### EXERCISE:
Word for word, restate the lines from the one holding "- [ ] Identity" through the end of the data below, including both endpoints and nothing more.

### SUPPLIED DATA:
Issue #1230, opened 2026-09-13
Renderer: canonical foliage instance identity and spatial groups


drsnuggles8:
> *This was generated by AI during triage.*

## Parent

#1221

## Agent Brief

**Category:** enhancement

**Type:** AFK (dependency-gated)

## What to build

Make existing foliage instances identifiable canonical scene members, grouped spatially for later visibility/residency work. Preserve their identity through terrain regeneration and the existing raster card path.

## Acceptance criteria

- [ ] Each covered plant instance has stable identity, material association, transforms, bounds and explicit representation metadata.
- [ ] Regeneration, layer editing, terrain transform and removal update/invalidate affected instances deterministically.
- [ ] Existing cards still render on both backends, and GPU Scene diagnostics distinguish represented foliage from remaining unsupported variants.
- [ ] Identity survives command submission and prepares for compaction/LOD without requiring GPU culling in this slice.

## Scope boundaries

No new culling algorithm or plant shader required here. Keep identity independent of physical instance-buffer order.

## Blocked by

None - can start immediately.

## Delivery and validation contract

- This is an AFK implementation brief after its listed blockers land. Recheck the relevant code at implementation time; baseline inspection was master `e86a630d6` on 2026-09-13, not a claim based on historical issue checkboxes.
- Deliver the narrow feature through editor/asset/runtime integration where applicable, including persistence/cooking, finite input validation, resource lifetime and diagnostics. Do not leave an isolated shader or unused data structure as completion.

### SOLVED EXERCISE:
- [ ] Identity survives command submission and prepares for compaction/LOD without requiring GPU culling in this slice.

## Scope boundaries

No new culling algorithm or plant shader required here. Keep identity independent of physical instance-buffer order.

## Blocked by

None - can start immediately.

## Delivery and validation contract

- This is an AFK implementation brief after its listed blockers land. Recheck the relevant code at implementation time; baseline inspection was master `e86a630d6` on 2026-09-13, not a claim based on historical issue checkboxes.
- Deliver the narrow feature through editor/asset/runtime integration where applicable, including persistence/cooking, finite input validation, resource lifetime and diagnostics. Do not leave an isolated shader or unused data structure as completion.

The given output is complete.